TDB - trusted database on untrusted storage (Intertrust Inc)

A client-side, single-user, encrypted (DES/CBC), cryptographically sealed (SHA-1) DB for online and offline e-commerce transactions, pay-per-use digital content, etc. Must be tamper-evident/resistant, resist replay attacks (e.g. save the DB before making a purchase). Idea: store a secret key and hash of the DB in trusted storage; use these to unlock and verify (resp.) the DB on untrusted storage. (Optimization: a tree of hashes can be stored in untrusted storage, so an individual item can be verified in lg N time.)

Log structured (log in untrusted storage): hard to link updates to same item via traffic analysis
Reads and writes exploit caching of hash value tree, to avoid traversals to the root each time.
Dirty-buffer annotations are maintained in log. On recovery, this residual part of the log (new hash values resulting from writes, not yet propagated to root) must be verified as log is rolled forward from last checkpointed root hash value. Otherwise an attacker could deliberately crash machine, tamper with residual log, then cause recovery from tainted residual log.
Outperforms crypto layered over commercial embedded RDBMS and provides better security; crypto overhead only about 6% of performance.
Summary; encryption and hashing must be integrated with both metadata and data at a low level. --> Can't just layer crypto over existing storage mgt sys.
Weaknesses: no way to change DB key; no easy extension to multiple users (crypto/security issues, not just engineering)
Really more like a cryptographically-sealed FS than a secure DB.

End-to-end authorization (Jon Howell, David Kotz, Dartmouth)

Problem: how do you do fine-grained delegation/resource sharing across administrative domains?
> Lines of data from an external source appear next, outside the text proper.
PR #11488, opened 2021-12-02
Add type annotations to `tests.storage.test_appservice`.

reivilibre:
I intend to do another pass through to convert it to not use inlineCallbacks if possible.
Need to find out why it doesn't use HomeserverTestCase; perhaps because it's old?

### DIFF
--- a/synapse/appservice/__init__.py
+++ b/synapse/appservice/__init__.py
@@ -13,6 +13,7 @@
 # limitations under the License.
 import logging
 import re
+from enum import Enum
 from typing import TYPE_CHECKING, Iterable, List, Match, Optional
 
 from synapse.api.constants import EventTypes
@@ -27,7 +28,7 @@ if TYPE_CHECKING:
 logger = logging.getLogger(__name__)
 
 
-class ApplicationServiceState:
+class ApplicationServiceState(Enum):
     DOWN = "down"
     UP = "up"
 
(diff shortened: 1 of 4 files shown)


synapse/appservice/__init__.py
```diff
@@ -27,7 +28,7 @@
 logger = logging.getLogger(__name__)
 
 
-class ApplicationServiceState:
+class ApplicationServiceState(Enum):
```
squahtx, line 31: Silly question, but this change isn't visible to the module API right?

reivilibre: not a silly question! As far as I can tell, no it's not (and I can't think of any interfaces where it'd make sense). :)

synapse/storage/databases/main/appservice.py
```diff
@@ -173,7 +173,7 @@ async def get_appservice_state(
             desc="get_appservice_state",
         )
         if result:
-            return result.get("state")
+            return ApplicationServiceState(result.get("state"))
```
erikjohnston, line 176: Just a small note to say that this changed the behaviour of the function. Previously this function returned `None` if `state` was `null` in the DB, but with this change the function errors instead.

This is fixed in https://github.com/matrix-org/synapse/pull/12680#discussion_r874515829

Extend BAN logic with new operator: B=>A means "B speaks for A". Then if B says X, we can assume A said X. It's transitive. Implementation for viewing web pages via proxy: links can contain proofs including delegations. I delegate to a principal by constructing the right kind of link. Cryptographic sealing using SPKI (simple PKI). Also an RMI-over-ssh implementation. Not a very well organized talk but sounds like interesting and useful work.

SR disk arrays (Randy Wang)

Rotational replication: make symmetric copies of disk sectors; cuts rotational delay in half, at expense of space efficiency. Since this makes average seek time worse, stagger sector layouts across separate disks.
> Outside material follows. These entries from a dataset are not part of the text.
PR #11495, opened 2021-12-02
Clean up `tests.test_visibility` to remove legacy code.

reivilibre:


tests/test_visibility.py
```diff
@@ -292,7 +289,8 @@ def test_large_room(self):
             self.assertEqual(events_to_filter[i].event_id, filtered[i].event_id)
             self.assertEqual(filtered[i].content["extra"], "zzz")
 
-    test_large_room.skip = "Disabled by default because it's slow"
+    # (Mypy is not happy about a function having a field, but we ignore it because it's fine here.)
+    test_large_room.skip = "Disabled by default because it's slow"  # type: ignore[attr-defined]
```
squahtx, line 293: Why don't we use the `@unittest.skip` decorator (in general)?

tests/test_visibility.py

In a 3x2 SR-array, each disk has 1/6 of original data, 1/3 of orig seek distance, 1/2 rotational reduction. In general, in a Ds x Dr array, Ds controls seek reduction (seek reduced to 1/Ds), Dr controls rotational reduction (by 1/Dr), and space efficiency is reduced by DsDr. In general, if D=total number of disks, the non-overhead part of latency is reduced by about sqrt(D).
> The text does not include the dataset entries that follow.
Issue #11496, opened 2021-12-02
Drop `state_events` and `rejections` tables


richvdh:
Both `state_events` and `rejections` are tables which add a single piece of data to a subset of events (`state_key` and `reason`, respectively).

I believe this would better handled with nullable columns in the `events` table: 
  * `state_events` and `rejections` are *never* read from without a join to `events`, so we can save a join whereever we read from them
  * it's not like adding the data to `events` is going to transform it from a small, cacheable table to something huge (so I don't expect much difference in the case where we *don't* join to `rejections` or `state_events`). In any case, when we look in `events` we normally want the rejection status too.
  * obviously, populating three tables (and maintaining two extra indexes) is extra work to do when storing events.

However, getting from here to there is not an easy task by any means, and will take quite a bit of work to do in a way that doesn't break backwards compatibility. Here are the tasks as far as I can see them:

 * [ ] disambiguate any references to the `state_key` column, in preparation for adding new columns to `events`.
 * [ ] Add `state_key` and `rejection_reason` columns to `events`, and populate them for all new events.
 * [ ] Add a background update to populate `state_key` and `rejection_reason` for all existing events.
 * [ ] Add some code which determines if the background update has completed, and if so, sets a flag which makes reads use the new columns instead of joining to the old tables.
 * [ ] Add some more code which drops the old tables and stops populating them.

Each of those steps will require SCHEMA_VERSION and/or SCHEMA_COMPAT version updates to ensure that we never break compatibility with the previous Synapse release.

richvdh:
It's no longer entirely clear that putting `rejections` into the `events` table is a good idea... it is possible for events to change rejection status (thanks to faster-joins) and in particular, different servers may have different perspectives on whether an event has been rejected or not. The implication is that, if we were to move to a model where a single event store could back multiple server deployments, the rejection status would have to go and live somewhere else.

PR #11497, opened 2021-12-02
Disambiguate queries on `state_key`

richvdh:
This is part of my long-held secret scheme to kill off the `state_events` and `rejections` tables: see https://github.com/matrix-org/synapse/issues/11496.

The first step is just some column disambiguation.


synapse/storage/databases/main/events.py
```diff
@@ -575,9 +575,9 @@ def _add_chain_cover_index(
         # fetch their auth event info.
         while missing_auth_chains:
             sql = """
-                SELECT event_id, events.type, state_key, chain_id, sequence_number
+                SELECT event_id, events.type, se.state_key, chain_id, sequence_number
                 FROM events
-                INNER JOIN state_events USING (event_id)
+                INNER JOIN state_events se USING (event_id)
```
reivilibre, line 580:
```suggestion
                INNER JOIN state_events AS se USING (event_id)
```

synapse/storage/schema/__init__.py
```diff
@@ -12,7 +12,7 @@
 # See the License for the specific language governing permissions and
 # limitations under the License.
 
-SCHEMA_VERSION = 65  # remember to update the list below when updating
+SCHEMA_VERSION = 66  # remember to update the list below when updating
```
richvdh, line 15: this is needed, because adding the new columns will break compatibility with synapse versions before this PR, so we'll need to bump SCHEMA_COMPAT_VERSION.

synapse/storage/databases/main/events_worker.py
```diff
@@ -1408,10 +1408,10 @@ def get_all_new_forward_event_rows(
         ) -> List[Tuple[int, str, str, str, str, str, str, str, str]]:
             sql = (
                 "SELECT e.stream_ordering, e.event_id, e.room_id, e.type,"
-                " state_key, redacts, relates_to_id, membership, rejections.reason IS NOT NULL"
+                " se.state_key, redacts, relates_to_id, membership, rejections.reason IS NOT NULL"
                 " FROM events AS e"
                 " LEFT JOIN redactions USING (event_id)"
-                " LEFT JOIN state_events USING (event_id)"
+                " LEFT JOIN state_events se USING (event_id)"
```
reivilibre, line 1414:
```suggestion
                " LEFT JOIN state_events AS se USING (event_id)"
```
(personal preference, though it is also used above)

synapse/storage/databases/main/events_worker.py
```diff
@@ -1449,11 +1449,11 @@ def get_ex_outlier_stream_rows_txn(
         ) -> List[Tuple[int, str, str, str, str, str, str, str, str]]:
             sql = (
                 "SELECT event_stream_ordering, e.event_id, e.room_id, e.type,"
-                " state_key, redacts, relates_to_id, membership, rejections.reason IS NOT NULL"
+                " se.state_key, redacts, relates_to_id, membership, rejections.reason IS NOT NULL"
                 " FROM events AS e"
                 " INNER JOIN ex_outlier_stream AS out USING (event_id)"
                 " LEFT JOIN redactions USING (event_id)"
-                " LEFT JOIN state_events USING (event_id)"
+                " LEFT JOIN state_events se USING (event_id)"
```
reivilibre, line 1456:
```suggestion
                " LEFT JOIN state_events AS se USING (event_id)"
```

synapse/storage/databases/main/events_worker.py
```diff
@@ -1507,10 +1507,10 @@ def get_all_new_backfill_event_rows(
         ) -> Tuple[List[Tuple[int, Tuple[str, str, str, str, str, str]]], int, bool]:
             sql = (
                 "SELECT -e.stream_ordering, e.event_id, e.room_id, e.type,"
-                " state_key, redacts, relates_to_id"
+                " se.state_key, redacts, relates_to_id"
                 " FROM events AS e"
                 " LEFT JOIN redactions USING (event_id)"
-                " LEFT JOIN state_events USING (event_id)"
+                " LEFT JOIN state_events se USING (event_id)"
```
reivilibre, line 1513:
```suggestion
                " LEFT JOIN state_events AS se USING (event_id)"
```

synapse/storage/databases/main/events_worker.py
```diff
@@ -1537,11 +1537,11 @@ def get_all_new_backfill_event_rows(
 
             sql = (
                 "SELECT -event_stream_ordering, e.event_id, e.room_id, e.type,"
-                " state_key, redacts, relates_to_id"
+                " se.state_key, redacts, relates_to_id"
                 " FROM events AS e"
                 " INNER JOIN ex_outlier_stream AS out USING (event_id)"
                 " LEFT JOIN redactions USING (event_id)"
-                " LEFT JOIN state_events USING (event_id)"
+                " LEFT JOIN state_events se USING (event_id)"
```
reivilibre, line 1544:
```suggestion
                " LEFT JOIN state_events AS se USING (event_id)"
```

reivilibre (approved):
Seems sensible to me, though I haven't checked that this is exhaustive. I suppose the tests will do that when you create an ambiguity though?

synapse/storage/schema/__init__.py
clokep, line 15: I'm having trouble convincing myself this needs to be bumped? It looks like this is essentially a no-op and should be backwards and forwards compatible?

Or are we just being conservative and bumping it anyway?

reivilibre: I believe the issue is that Rich wants to add a `state_key` column to `events`, at which point a rollback becomes impossible because prior versions of Synapse will have these ambiguous queries left in.

clokep:
I think this is missing one:

https://github.com/matrix-org/synapse/blob/2b82ec425fccb0ef626242779f7ccd4d77a0685c/synapse/storage/databases/main/event_federation.py#L1551-L1559

synapse/storage/schema/__init__.py
richvdh: @clokep did you see my comments at https://github.com/matrix-org/synapse/pull/11497#discussion_r761353811?

clokep: Ahhhh, yeah I wasn't thinking of rolling forward and then backwards again. 👍

clokep: > @clokep did you see my comments at https://github.com/matrix-org/synapse/pull/11497#discussion_r761353811?

I have now. :)

richvdh:
> I think this is missing one:

great spot! I've just been through and double-checked again, and I can't find any more.

clokep:
Thanks for double checking! I ran `pygrep -r "JOIN state_events" synapse` and matched with the changes you had made. (That picked up a couple in `synapse/storage/databases/main/events_bg_updates.py` too, but those already looked to be OK!)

Keynote - Danny Lewin, Akamai

Most "access traffic" is shared among many, many small ISP's. UUnet is largest, but about 6% (no larger, despite all their acquisitions), followed by @home (each user creates more traffic since they're exclusively broadband). To get to 95%, need to see ~7000 networks, and it's trending to spread even thinner. These are smaller "edge" networks.

Peering (in the sense of BGP between a pair of networks) is critical, but no incentive for peering (necessary evil, and expensive) and BGP makes it easy to screw the person you're advertising routes to. Also, hard to maintain route table consistency with more than 5-10 peering points between two networks.

Peak speedup for Akamaized sites is 3 to 136 with median 13. (Yahoo's Internet access peaks around 1PM ET)

Panel - stock options vs research grants? Some key points that were made

Innovation and impact are distinct, regardless of where each flourishes best
Not a "typical" sample of startups: those represented were both successful and technically interesting to work at

Random stuff

XX's law: [look up this reference]: You can either come up with something or get credit for it, but not both. Bartels's corollary to XX's law: Nobody remembers XX.